Go through the entries below, tally each line that has the word "protected", and give only the total.

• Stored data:
━━━━━━━━━━━━━━━━━━━━
PR #187, opened 2018-07-22
Finding a model works when new fields are added to the API

### LINKED ISSUE #188: "api is not defined as an attribute on" warnings on enumeration
I'm seeing errors like this when using the `.each` iterator on any `Collection` object:

```
W, [2018-07-27T13:56:02.919881 #31343]  WARN -- : api is not defined as an attribute on Nylas::Message
```
And just to confirm that I'm not totally crazy, it looks like you are too: https://travis-ci.org/nylas/nylas-ruby/jobs/406871743

The source of the issue is merging in the `api` instance to the model initialize method: 

https://github.com/nylas/nylas-ruby/blob/b8623d4721abce785451372ff69b52e78533c88e/lib/nylas/collection.rb#L65

During the model initialize method in the `Attributable` decorator, it checks for that field as an attribute definition:

https://github.com/nylas/nylas-ruby/blob/b8623d4721abce785451372ff69b52e78533c88e/lib/nylas/model/attributable.rb#L9-L17

While that's an `attr_accessor` on `Model`, it's not an `attribute` class definition and fails that check.

I'm not sure what the best course of action would be here (hence the issue instead of PR). You could whitelist that attribute, define it on the `Model` as a default for all models, or not merge it and pass it in some other way. I'm not sure what's best, but if you have some opinion about it, I can put together a PR.

zspencer:
When finding a particular record after the API had new fields added to
it, exceptions would be raised as the model would reload itself and
attempt to set a field that doesn't exist.

By making reload use the same logic as instantiation, we're able to
avoid exceptions being raised on find when new fields are added to the
API

This covers an additional use case from https://github.com/nylas/nylas-ruby/pull/186, which slipped past me.

This also resolves #188

### DIFF
--- a/lib/nylas/model/attributable.rb
+++ b/lib/nylas/model/attributable.rb
@@ -7,12 +7,12 @@ module Nylas
       end
 
       def initialize(**initial_data)
-        merge(**initial_data)
+        assign(**initial_data)
       end
 
-      protected def merge(**data)
+      protected def assign(**data)
         data.each do |attribute_name, value|
-          if self.class.attribute_definitions.key?(attribute_name)
+          if respond_to?(:"#{attribute_name}=")
             send(:"#{attribute_name}=", value)
           else
             Logging.logger.warn("#{attribute_name} is not defined as an attribute on #{self.class.name}")
--- a/lib/nylas/model/attributable.rb
+++ b/lib/nylas/model/attributable.rb
@@ -7,7 +7,11 @@ module Nylas
       end
 
       def initialize(**initial_data)
-        initial_data.each do |attribute_name, value|
+        merge(**initial_data)
+      end
+
+      protected def merge(**data)
+        data.each do |attribute_name, value|
           if self.class.attribute_definitions.key?(attribute_name)
             send(:"#{attribute_name}=", value)
           else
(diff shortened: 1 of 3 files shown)


lib/nylas/model/attributable.rb
```diff
@@ -7,7 +7,11 @@ def self.included(model)
       end
 
       def initialize(**initial_data)
-        initial_data.each do |attribute_name, value|
+        merge(**initial_data)
+      end
+
+      protected def merge(**data)
```
HayleyCAnderson: This doesn't do what I would call merging afaict - would `assign_attributes` or something make more sense?

spec/nylas/model_spec.rb
```diff
@@ -42,6 +42,14 @@ def example_instance_hash
     end
   end
 
+  describe "#reload" do
+    it "does not explode if using an invalid attribute" do
+      allow(api).to receive(:execute).and_return(fake_attribute: "not real")
+      instance = FullModel.from_json('{ "id": 1234 }', api: api)
+      expect { instance.reload }.not_to raise_error
```
HayleyCAnderson: I think it would be nice for this to include assertions that `id` is set on the model but `fake_attribute` is not. I think it would also be nice to include a test where an attribute does get set successfully on reload.

zspencer: Yea, I can add more fields to the model to show that the other stuff gets set.

Issue #189, opened 2018-09-04
Support expanded view when using find on messages


pfista:
If I wanted to get a specific message using the expadned view to see the message id header, I'm unable to do so because find doesn't support constraints or views:

```
puts client.messages.expanded.find(msg[:id]).to_h[:headers][:message_id]
```

`headers` here will always be nil

dem:
@pfista as per current code of `Model` there is no way to fetch expanded view on any model instance, using `reload` or `find` methods. For temporarily solution we used monkey patching:
```
class Nylas::Message
  def expanded
    return self unless headers.nil?

    assign(api.execute(method: :get, path: resource_path, query: { view: 'expanded' }))
    self
  end
end
```

And it become possible to fetch single expanded message in way it was in 3.x version:
`puts client.messages.find(msg[:id]).expanded.headers.message_id`

It is not optimal because of 2 calls to nylas api, but should work.

bmulholland:
This just caught me. Would be really nice if we could do `nylas.messages.expanded.find` just like `nylas.meessages.expanded.where`. More documentation on using expanded views in Ruby would be great, too.

PR #192, opened 2018-10-12
Add expanded method to message

dem:
When message fetched using `find`, it is always not expanded. Allow to use `expanded` method of message to return expanded version always.

If headers nil, just re-fetch expanded view of message.

It allows to run following:
```
message.expanded.headers.in_reply_to
```

Fix issue https://github.com/nylas/nylas-ruby/issues/189

### DIFF
--- a/lib/nylas/message.rb
+++ b/lib/nylas/message.rb
@@ -41,5 +41,12 @@ module Nylas
     def unread?
       unread
     end
+
+    def expanded
+      return self unless headers.nil?
+
+      assign(api.execute(method: :get, path: resource_path, query: { view: "expanded" }))
+      self
+    end
   end
 end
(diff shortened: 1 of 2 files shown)


HayleyCAnderson:
I wonder if we could in the future redesign this to be a bit more reusable or efficient for customers, but this seems like a great fix to known issue for customers! Thanks so much for contributing!

dem:
@HayleyCAnderson I think it is good to make also following code to work
```
message = api.messages.expanded.find(id)
```
where `message` will be expanded in the end. But this requires a more complex work to do.

Together with `message.expanded` both options will work great. We use `message.expanded` to re-fetch on message only in part of processed messages, where we need this data. And also it add compatibility with 3.2, where it works.

PR #193, opened 2018-10-14
Fix encoding issue when download attachments

dem:
When downloading file exception raised:
`Encoding::UndefinedConversionError: "\x84" from ASCII-8BIT to UTF-8`

It fix following code to run:
```
message = api.messages.find(id)
content = message.files[0].download
```

PR #194, opened 2018-10-14
Transfer api attribute to included objects

dem:
When some model object initialized, also initialized and included dependent model objects.
For example when **message** is initialized, also will be initialized:  **events**, **files**, **folder** and **labels**. But this objects api will be nil, and it is not possible and easy to start using execute api methods.

Example:
```
content = message.files[0].download
```

Download will fail, api is not initialized for file.

This PR add `Transferable` class extension, using it it is possible to specify transfer of attributes to dependent objects using following notation:
```
module Nylas
  class Message
...
  end
end
```

Transfer api added to message, draft, thread. It is rspec covered.

### DIFF
--- a/lib/nylas/draft.rb
+++ b/lib/nylas/draft.rb
@@ -31,6 +31,8 @@ module Nylas
     attribute :folder, :label
     has_n_of_attribute :labels, :label
 
+    transfer :api, to: %i[events files folder labels]
+
     def send!
       save
       execute(method: :post, path: "/send", payload: JSON.dump(draft_id: id, version: version))
--- a/lib/nylas/message.rb
+++ b/lib/nylas/message.rb
@@ -34,6 +34,8 @@ module Nylas
     attribute :folder, :label
     has_n_of_attribute :labels, :label
 
+    transfer :api, to: %i[events files folder labels]
+
     def starred?
       starred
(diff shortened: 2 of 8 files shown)


dem:
@pswaminathan  @HayleyCAnderson Any updates on this pull request or alternative fix for issue? And for https://github.com/nylas/nylas-ruby/pull/193?

Currently we waiting for solutions in `gem 'nylas'` to fix problems with api attribute on included objects and fix for download method. And it is stops us to move from 3.x to 4.x `gem 'nylas'` . 

We could do monkey patch, but it looks like change used, but working car to new car with broken brakes and fix it with adhesive tape on-the-go :-)

pswaminathan:
My apologies for the delay here! Got a bit busy and dropped the ball on this. Let me take a look.

jpcamara:
Any update on this @pswaminathan ? I'm hitting the same issue as @dem

dem:
@jpcamara  Download method should be fixed in this pull request https://github.com/nylas/nylas-ruby/pull/193
If you have chance, please, test it.

We are using v4, but with 3-4 monkey patches.

HayleyCAnderson:
Looks great, thanks so much for the contribution!

PR #195, opened 2018-10-14
Fix wrong type for folder attribute in message, draft

dem:
It looks like mistype, but i think, for folder attribute type should be `folder`
PR fix it for message and draft models

### DIFF
--- a/lib/nylas/draft.rb
+++ b/lib/nylas/draft.rb
@@ -28,7 +28,7 @@ module Nylas
 
     has_n_of_attribute :events, :event
     has_n_of_attribute :files, :file
-    attribute :folder, :label
+    attribute :folder, :folder
     has_n_of_attribute :labels, :label
 
     def send!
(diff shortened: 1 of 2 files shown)


HayleyCAnderson:
Strange! I'm surprised this didn't get caught by testing. Were you able to confirm the bug some other way?

dem:
@HayleyCAnderson I think it did not caught by tests because `folder` and `label` types are mostly the same in attributes names/types. Look into:
https://github.com/nylas/nylas-ruby/blob/master/lib/nylas/label.rb
https://github.com/nylas/nylas-ruby/blob/master/lib/nylas/folder.rb

But if you try to reload from api, code will fail i suppose (did not try it):
```
folder = message.folder
folder.reload
```
It will goes to the wrong endpoint

HayleyCAnderson:
Unfortunate that it's not covered more. Thanks for the contribution!

PR #205, opened 2019-02-22
add account revoke-all method

snop-snov:
Implement revoke-all api method from Account Management spec:
https://docs.nylas.com/reference#revoke-all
━━━━━━━━━━━━━━━━━━━━
• Solution to the exercise: 4